Arif's brother, Fadel Arif, says it is wrong to characterize the crime wave as anti-Turkmen. He, like his brother, is also married to a Kurd - intermarriage here is common.
"There is no hatred between us, but if they come here and destroy my house and factory, I will find hate for them," he says. But he insists that the problem is that people came here from the autonomous Kurdish areas "to make Ali Baba," as he calls the stealing spree, not to attack Turkmens. Anyone who claims otherwise is either misinformed or stirring up ethnic tensions, he says.
"We're the ones who have been living here all this time, so we should know," he says.
To be sure, there are ethnic tensions coursing through the city. Chaos errupted Sunday evening when the body of a 12-year-old Turkmen boy was paraded atop a car by Turkmen activists. The Turkmens say the boy was shot in the head while he was standing in front of the Iraqi Turkmen Front building downtown.

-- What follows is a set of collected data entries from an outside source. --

PR #959, opened 2018-08-08
Workaround for settings size limitation

jokoho48:
this PR is a workaround that fixes an issue that settings could only be 8kb long due to the use of format.

example: https://gist.github.com/neilzar/cdf4fa7a06d43560df64eea36c2cffb5
parse throws the error
>Error Generic error in expression
Error position: <parseSimpleArray format ["[%1]", _string>
File x\cba\addons\settings\fnc_parse.sqf, line 30

### DIFF
--- a/addons/settings/fnc_parse.sqf
+++ b/addons/settings/fnc_parse.sqf
@@ -27,7 +27,7 @@ private _fnc_parseAny = {
         _string = _string splitString WHITESPACE joinString "";
     };
 
-    parseSimpleArray format ["[%1]", _string] select 0
+    parseSimpleArray str (formatText ["[%1]", _string]) select 0
 };
 
 params [["_info", "", [""]], ["_validate", false, [false]], ["_source", "", [""]]];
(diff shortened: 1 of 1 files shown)


dedmen:
how about 
`["[",_string,"]"] joinString ""`
?
Should be faster.
Also 8kb? :D Where did you get that many settings?

jonpas:
> Also 8kb?
Exactly what he linked I assume.

dedmen:
>Exactly what he linked I assume.
:man_facepalming: Too hot outside.

jokoho48:
> Also 8kb? :D Where did you get that many settings?

allow sound mods and other small client side mods and you have so much in ace_common_checkPBOsWhitelist.

and good idea with joinString. will do

addons/settings/fnc_parse.sqf
```diff
@@ -27,7 +27,7 @@ private _fnc_parseAny = {
         _string = _string splitString WHITESPACE joinString "";
     };
 
-    parseSimpleArray format ["[%1]", _string] select 0
+    parseSimpleArray (["[", _string, "]"] joinString "") select 0;
```
commy2: I left out the semi colon to indicate the scope's return value.

PR #337, opened 2021-12-12
Cloud Native Hackathon, Custom datree policy

chyn-1:


eyarz:
@chyn-1, good job!
The problem is that you have a rule ([CUSTOM_USER_CHECK](https://github.com/chyn-1/datree/blob/main/examples/sample-policy/policy.yaml#L29)) that will not work with resources that are creating Containers via `template` (e.g. [Deployment](https://kubernetes.io/docs/concepts/workloads/controllers/deployment/#creating-a-deployment)).

You should consider updating your rule, so it will work with other types of Kubernetes resources, except just `Pod`:

eyarz:

PR #338, opened 2021-12-12
docs: adding sample custom policies for examples directory

vijaynandwani:
This PR includes policy.yaml file containing 3 rules and 8 policies. I interviewed 3 Kubernetes Administrators to come up with list of interesting policy use cases that are missing in the Datree default policy list. 

My main focus in this PR has been to create policies that cover those use cases and serve as a very solid reference example file for admins that would want to implement custom Datree policies in future.


eyarz:
@vijaynandwani, you have some really nice use cases!

You should consider updating your rules, so they will work with other types of Kubernetes resources, except just `Pod`:

eyarz:

PR #347, opened 2021-12-22
fix: add notification for invalid schema version

### LINKED ISSUE #305: Missing invalid schema version notification
**Describe the bug**

**To Reproduce**
1. Run command `datree test k8s-demo.yaml -s=1.15`
2. See error: `k8s schema validation error: could not find schema for X`

**Expected behavior**
the schema version that I passed (`1.15` instead of `1.15.0`) is invalid.
therefore, I should get some kind of indication about that.

**Screenshots**
image

 - OS: MacOs

 - Version: 0.14.49

Abhra303:
While running `datree test` , invalid argument (i.e. invalid version) to `schema-version` does not provide notification about it. Instead they get a `schema validation error`.

This PR solves that. `datree test` with invalid `schema-version` value will throw an error raising the invalid version.

Here is a screenshot -

datree-invalid-schema-version


Abhra303:
Though this approach solves the issue but I am not comfortable with this.

It is iterating through the array specified in `cmd/test/k8sValidVersions.go` and checking all the strings one by one. Which is in my opinion, time consuming.

I didn't remove the comments as I think there exist better approaches than this. Any idea how to make this efficient?

cmd/test/k8sValidVersions.go
```diff
@@ -0,0 +1,111 @@
+package test
+
+// const versions = map[string]interface{}{
```
royhadad: please remove these comments

cmd/test/main.go
```diff
@@ -146,6 +151,24 @@ func New(ctx *TestCommandContext) *cobra.Command {
 	return testCommand
 }
 
+func validateK8sVersion(k8sVersion string) error {
+	if k8sVersion == "" {
+		return nil
+	}
+//	versionPortions := strings.split(k8sVersion, ".")
```
royhadad: please remove these comments

cmd/test/k8sValidVersions.go
```diff
@@ -0,0 +1,111 @@
+package test
```
royhadad, line 1: please format both files that changed to pass the linter.
In your IDE you should have an option to format the code, if you need help with that - let me know

royhadad (changes requested):

cmd/test/k8sValidVersions.go
```diff
@@ -0,0 +1,111 @@
...
+
```
royhadad, line 2: also, please update the branch from main
Screen Shot 2021-12-22 at 14 15 17

royhadad:
> 

This pr works! which is great!
Just fix the formatting and delete the comments - and we can merge this!

Although I don't think it's that necessary, you could improve the searching algorithm in a separate PR (perhaps by using a dictionary), thank you for your contribution 😊

cmd/test/k8sValidVersions.go
Abhra303: Actually I was using Vim editor for this. Don't know, if it has any options for formatting.
I will format it in the vscode now :)

cmd/test/k8sValidVersions.go
Abhra303: okay.

Abhra303: done

royhadad (approved):

PR #355, opened 2022-01-02
fix: changelog get second latest

shmuelsa:


myishay (commented):
looking great! I think it would be better to use `tag_name`, so you can just make the changes and merge

myishay (approved):

PR #356, opened 2022-01-02
fix: show k8s schema validation error messages on each line separate

### LINKED ISSUE #350: Show all possible errors during the `Kubernetes schema validation` step
**Describe the bug**
When a file includes more than one K8s schema issues it's represented as one error (string) in the `Kubernetes schema validation` step

**To Reproduce**
1. Take the following config and run Datree against it:
```
apiVersion: v1
kind: pod
metaData:
  name: static-web
  labels:
    role: myrole
spec:
  containers:
    - name: web
      image: nginx
      ports:
        - name: web
          containerPort: 80
          protocol: TCP
```
2. See the error: `k8s schema validation error: For field (root): Additional property metaData is not allowed - For field kind: kind must be one of the following: "Pod"`

**Expected behavior**
Two separated errors:
a. `For field kind: kind must be one of the following: "Pod"`
b. `For field (root): Additional property metaData is not allowed`

**Screenshots**
image

Not relevant.

 - Version: 0.14.71

**Additional context**  
More info can be found [here](https://github.com/datreeio/datree/issues/116#issuecomment-1001624005).

amustaque97:
Fixes #350 

**Changes Proposed in PR:**
- In order to print structured error output I have added a new line in `func (e *InvalidK8sSchemaError) Error() string` method.
- Inside `ValidateResource` method replacing `-` with newline.

**Testing Instructions**
1. Create a yaml file with below content.
```yaml
apiVersion: v1
kind: pod
metaData:
  name: static-web
  labels:
    role: myrole
spec:
  containers:
    - name: web
      mage: nginx
      ports:
        - name: web
          containerPort: 80
          protocol: TCP

```
2. checkout to this branch
3.  build project
4. now run `./datree test <test-config.yaml`
5. Verify each error is coming on separate line.

**Screenshots**
Screenshot 2022-01-03 at 2 26 42 AM

cc @myishay @eyarz

### DIFF
--- a/bl/validation/k8sValidator.go
+++ b/bl/validation/k8sValidator.go
@@ -125,8 +125,15 @@ func (val *K8sValidator) validateResource(filepath string) (bool, []error, error
 		// File starts with ---, the parser assumes a first empty resource
 		if res.Status == kubeconformValidator.Invalid || res.Status == kubeconformValidator.Error {
 			isValid = false
-			errorMessage := strings.ReplaceAll(res.Err.Error(), "-", "\n   ")
-			validationErrors = append(validationErrors, &InvalidK8sSchemaError{ErrorMessage: errorMessage})
+			errorMessages := strings.Split(res.Err.Error(), "-")
+
+			// errorMessages slice is not empty
+			if len(errorMessages) > 0 {
+				for _, errorMessage := range errorMessages {
+					msg := strings.Trim(errorMessage, " ")
+					validationErrors = append(validationErrors, &InvalidK8sSchemaError{ErrorMessage: msg})
+				}
+			}
 		}
 	}
 
--- a/bl/validation/k8sValidator.go
+++ b/bl/validation/k8sValidator.go
@@ -4,6 +4,7 @@ import (
 	"fmt"
 	"io"
 	"os"
+	"strings"
 
 	"github.com/datreeio/datree/pkg/extractor"
 	kubeconformValidator "github.com/yannh/kubeconform/pkg/validator"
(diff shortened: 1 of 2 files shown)


bl/validation/k8sValidator.go
```diff
@@ -124,7 +125,8 @@ func (val *K8sValidator) validateResource(filepath string) (bool, []error, error
 		// File starts with ---, the parser assumes a first empty resource
 		if res.Status == kubeconformValidator.Invalid || res.Status == kubeconformValidator.Error {
 			isValid = false
-			validationErrors = append(validationErrors, &InvalidK8sSchemaError{ErrorMessage: res.Err.Error()})
+			errorMessage := strings.ReplaceAll(res.Err.Error(), "-", "\n   ")
```
myishay: I think it would be better to split this string into different "messages" and add each message as an element to the `validationErrors` array

myishay (changes requested):
@amustaque97 Thank you for your contribution!

I gave you one comment I think should be changed.
With my suggested changes in the comment, you will probably see an outcome that prints `❌  k8s schema validation error:` several times (for each validation error). If you have an idea for printing this line only once (like you suggested in the above-mentioned image) it could be great, otherwise I think it will be ok printing it for each validation error.

amustaque97:
I have addressed review comment. Final output look like this:

Screenshot 2022-01-03 at 6 48 04 PM

myishay:
@amustaque97 LGTM!
I'll update your branch with the latest changes and merge.

myishay (approved):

But Kurdish sources said he had been shot by random gunfire while traveling in a car on the road to Baghdad and that his body was being displayed to incite tensions.
"We will bring the Turkish Army to keep the peace in Kirkuk," the throng was shouting, according to a translator for Human Rights Watch, an international monitoring body.
The events punctured the gradual calming of tensions in the city, and Turkmen activists said would hold a protest Monday.
The leader of the Patriotic Union of Kurdistan, Jalal Talibani, has tried to calm unrest here. Visiting over the weekend, he announced the establishment of an interim governing committee, to include an equal number of Kurds, Turkmen, and Arabs. He also encouraged people to get back to work and school as soon as possible.
Guards standing outside the city's land registry say the looters took everything of value, but they did not steal or burn records.
In fact, many Turkmen here argue that it would be hard to find any evidence of Turkmen property in the Baath Party archives. Turkmens and Kurds alike were widely discriminated against under Saddam Hussein's regime. Many say they were not allowed to buy houses or hold any property unless they changed their identity to "Arab," part of the Baath party's Arabization policy. The aim: to decrease the numbers of Turkmens and Kurds in oil-rich Kirkuk.
Many played along, feeling they had no choice. "I felt very bad about it," says a man named Omar, who filled out a form changing his identity from Turkmen to Arab. "How can you ask someone to change their essence? They made Kirkuk like a big prison."
He, like many others interviewed here, says Kurds and Turkmen lived under a common oppressor, which made them more friendly with each other than outsiders would expect. Omar, afraid to give his last name, says he hasn't heard of any Turkmens being murdered. "If something like that did happen to someone, than maybe he was a member of the Arab Baath Party and was killed for that, not because he's a Turkmen."